The dramatic fall in the value of the pound is the hot topic in UK economics.
In June 2016, £1 was worth $1.37, but four months later it is worth $1.23. This may just seem like a few pence, but 10% is pretty significant.
It is broadly being called the ‘Brexit effect’, and it stems from the markets’ reduced faith in the UK economy’s growth potential. This change in attitudes leads to currency traders profiting from the fall in Sterling’s value, and the Bank of England is expected to further cut the interest rate.
£1 is worth less in dollars than it used to be?
Whilst there is no such thing as a world currency, the common trading currency is the US Dollar. With so many different economies and cultures involved in the global market, the majority of international transactions are calculated in US Dollars, and conducted in English.
The most significant effect on the British economy would concern the goods or commodities we import. Oil from all over the world is priced in US Dollars, so your local fuel filling station will effectively be paying more in real terms for the petrol and diesel we use in our cars. This leads to higher prices at the pumps.

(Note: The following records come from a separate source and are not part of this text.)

PR #1320, opened 2020-10-11
Curilla variable renaming

MarianArlt:
**_I affirm:_**

Follow-Up to #1267
Quick variable rename for verbosity.
Also two conditional reductions.


zach2good:
Thanks for this! this was the sort of thing I was trying to ask for but struggling to find the words 👍

PR #1323, opened 2020-10-11
Geomancer Part 1

zach2good:
**_I affirm:_**

After some talk on Discord recently, and me sneaking in my NotorietyContainer, these are the last core changes required for someone to pick up GEO.

This is pretty much the early work me and MrSent did to get GEO up and running, so he is `--author`'d

The plan is to get this into `release`, then someone can start a feature branch from release and start submitting **CHUNKS** of GEO at a time to that feature branch.

**MEGA NOTE:**
The `ModelID` of Luopans should **NOT** be set in Lua, these are only used right now because elemental order isn't consistent yet. This work is on the way. The final signature of `spawnLuopan` should be:
```lua
tpz.geo.spawnLuopan = function(player, target, spell, tick_effect, tick_power, target_type)
```
 
**DONE:**
(Already in release) Geo-Regen effect
Geo-Poison Effect
Geo Global + Spawn Luopan Helper
PetID and Type additions
Luopan Pet Script
Geo-Poison, Geo-Regen, Indi-Poison, Indi-Regen spells
System Messages
Make sure all spell names and file names that have underscores and hyphens are correct

**NOT THIS PR**
Offensive Luopan placement
Bolster 1-Hour


src/map/utils/petutils.cpp
```diff
@@ -1718,6 +1728,19 @@ namespace petutils
                 PPet->addModifier(Mod::MDEF, PChar->PMeritPoints->GetMeritValue(MERIT_FINE_TUNING, PChar));
             }
         }
+        else if (PPet->getPetType() == PETTYPE_LUOPAN && PMaster->objtype == TYPE_PC)
+        {
+            PPet->SetMLevel(PMaster->GetMLevel());
+            PPet->addModifier(Mod::DMG, -50);
+            PPet->setEntityFlags(131);
+            PPet->health.maxhp = (uint32)floor((250 * PPet->GetMLevel()) / 15);
+            PPet->addModifier(Mod::REGEN_DOWN, PPet->GetMLevel() / 4);
```
ibm2431: Regen down is being set in the Lua spawn global (and should probably stay there for ease). I don't remember offhand if [Ecliptic Attrition](https://www.bg-wiki.com/bg/Ecliptic_Attrition) procs on an existing luopan, or if it needs to be used before casting.

src/map/utils/petutils.cpp
```diff
@@ -1718,6 +1728,19 @@ namespace petutils
                 PPet->addModifier(Mod::MDEF, PChar->PMeritPoints->GetMeritValue(MERIT_FINE_TUNING, PChar));
             }
         }
+        else if (PPet->getPetType() == PETTYPE_LUOPAN && PMaster->objtype == TYPE_PC)
+        {
+            PPet->SetMLevel(PMaster->GetMLevel());
+            PPet->addModifier(Mod::DMG, -50);
```
ibm2431: Damage mod should probably be added in the Lua global too, if only so people who want to tinker with bubbles can stay in Lua Land.

scripts/globals/geo.lua
```diff
@@ -0,0 +1,26 @@
...
+-----------------------------------
+
+tpz = tpz or {}
+tpz.geo = tpz.geo or {}
+
+tpz.geo.spawnLuopan = function(player, target, aura_effect, tick_effect, tick_power, target_type, spell_cost)
+
+    tpz.pet.spawnPet(player, tpz.pet.id.LUOPAN)
+    local luopan = player:getPet()
+    local modelID = aura_effect
```
ibm2431: I'm not going to fight the passed in model argument _for now_, but models _shouldn't_ be an argument for `spawnLuopan` in the Geo- spell scripts. Luopan models are just base model ID (depending if they're supportive or offensive) + the spell's element. When our spell elements are fixed at the fundamental level, all models can be generated by `spawnLuopan` itself. (Although _how_ we inform spawnLuopan of the luopan's intended element will be a _different_ matter.

scripts/globals/geo.lua
```diff
@@ -0,0 +1,26 @@
...
+    local petID  = luopan:getID()
+
+    -- Attach effect
+    luopan:addStatusEffectEx(tpz.effect.COLURE_ACTIVE, tpz.effect.COLURE_ACTIVE, 0, 3, 0, tick_effect, tick_power, target_type, tpz.effectFlag.AURA)
+    -- Save the mp cost for use with Full Circle.
+    luopan:setLocalVar("MP_COST", spell_cost)
```
ibm2431: It'd be real neat if we could pass the spell itself into `spawnLuopan` so we could just ping it to assign its cost instead of needing to pass it into `spawnLuopan`. We could get the luopan's element that way too. But I don't thing spells are currently structured to allow that yet.

**edit** Adding bindings while I'm typing comments is cheating, Zach! 😉

scripts/globals/spells/geo-poison.lua
```diff
@@ -0,0 +1,27 @@
...
+    elseif not caster:canUseMisc(tpz.zoneMisc.PET) then
+        return tpz.msg.basic.CANT_BE_USED_IN_AREA
+    else
+        return 0
+    end
+end
+
+function onSpellCast(caster, target, spell)
+    local geo_skill = caster:getCharSkillLevel(tpz.skill.GEOMANCY)
+    local spellCost = 37
```
ibm2431: Because I'm guessing we both dislike the need for this~

ibm2431 (commented):
My request to overeager people: Don't go crazy on bubbles. There's some core things that can be improved before these bubbles are subject to mass copy-pastes~

src/map/utils/petutils.cpp
zach2good: Agreed!

src/map/utils/petutils.cpp
zach2good: I moved all of that configuration stuff into Lua (and the entity flags to SQL), much cleaner!

scripts/globals/geo.lua
zach2good: I've added some big comments explaining how this should work in the future 👍

ibm2431 (approved):

PR #1328, opened 2020-10-11
TOAU44: Fix black screen mid-fight

### LINKED ISSUE #1180: ToAU 44 Nashmeira's Plea
**_I have:_**

Issues with ToAU 44:

- when you first click on the blank target in Nyzul, if you cancel and come back, you will no longer get the CS
  (you will skip it and need to directly click on the entry door)
- you can't call trusts
- when you have reached the 50% on Alexander, the intermediate cutscene triggers, but ends in a black screen.
  You will need to force close the client to exit this CS (you do get hit meanwhile, so will eventually die)

zach2good:
**_I affirm:_**

Fixes: https://github.com/project-topaz/topaz/issues/1180
Superceeds: https://github.com/project-topaz/topaz/pull/1260

The order of events was wrong, so you ended up getting attacked while you were in CS. This ends up breaking your cs and results in you being trapped in a black screen.

Also discovered that `entityvsetPos()` doesn't correctly accept a table - like it is programmed to do. Gonna make an issue for that. Skirting around that here for now by using the table's members.

### DIFF
--- a/scripts/zones/Nyzul_Isle/instances/nashmeiras_plea.lua
+++ b/scripts/zones/Nyzul_Isle/instances/nashmeiras_plea.lua
@@ -39,7 +39,7 @@ function onInstanceProgressUpdate(instance, progress)
         DespawnMob(ID.mob[59].RAZFAHD, instance)
         for i, v in pairs(chars) do
             v:startEvent(203)
-            v:setPos(entryPos.x, entryPos.y, entryPos.z, entryPos.r)
+            v:setPos(entryPos.x, entryPos.y, entryPos.z, entryPos.rot)
         end
         SpawnMob(ID.mob[59].ALEXANDER, instance)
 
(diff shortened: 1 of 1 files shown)


scripts/zones/Nyzul_Isle/instances/nashmeiras_plea.lua
```diff
@@ -34,12 +34,13 @@ end
 function onInstanceProgressUpdate(instance, progress)
     if (progress == 4) then
         local chars = instance:getChars()
+        local entryPos = instance:getEntryPos()
 
+        DespawnMob(ID.mob[59].RAZFAHD, instance)
         for i, v in pairs(chars) do
             v:startEvent(203)
+            v:setPos(entryPos.x, entryPos.y, entryPos.z, entryPos.rot)
```
ibm2431, line 42: Still have the `player:setPos(-444, -4, 420, 127)` down in the eventFinish~

zach2good: _Oof!_ Nice catch!

TeoTwawki (approved):
So the solution did turn out to be relocating the player out of aggro distance at the time we trip the cs (while not accidentally zoning the player out of the instance :+1: by including a zoneID in our setPos)

ibm2431 (approved):

zach2good:
Yeah, things just got confused by the setPos binding being screwwy with the return table from getEntryPos :(

PR #1341, opened 2020-10-12
Add step-down delays to Trust healing ticks

### LINKED ISSUE #1337: Trust HP/MP Tick Incorrect
**_I have:_**

From @MarianArlt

Other key imports are food, clothing and electricals. The majority of garments are sourced from India and China, whilst electrical devices such as computers and smartphones are made in China and South Korea. Many essential food items we find in supermarkets come from all over Europe and Africa, and crucially, the freshness of the produce means that it can’t be brought in several months in advance. Therefore, the fluctuations in value on the international market can have more instant ramifications.
The other side to this doom and gloom is that our export economy would receive a boost. As £1 is worth more in a foreign currency, British goods work out cheaper for international consumers. Similarly, a tourism boost comes when foreign visitors find that they achieve better value from their purchases.
The net result from a fall in the value of the pound has to be negative though, because of the economic factor that all markets dislike: uncertainty. Whether or not politics really does affect the way people trade goods, an economy with an uncertain outlook tends to put off a significant amount of business.
Whatever happens with soft or hard Brexit, the sooner Britain’s economy stops making headlines the better.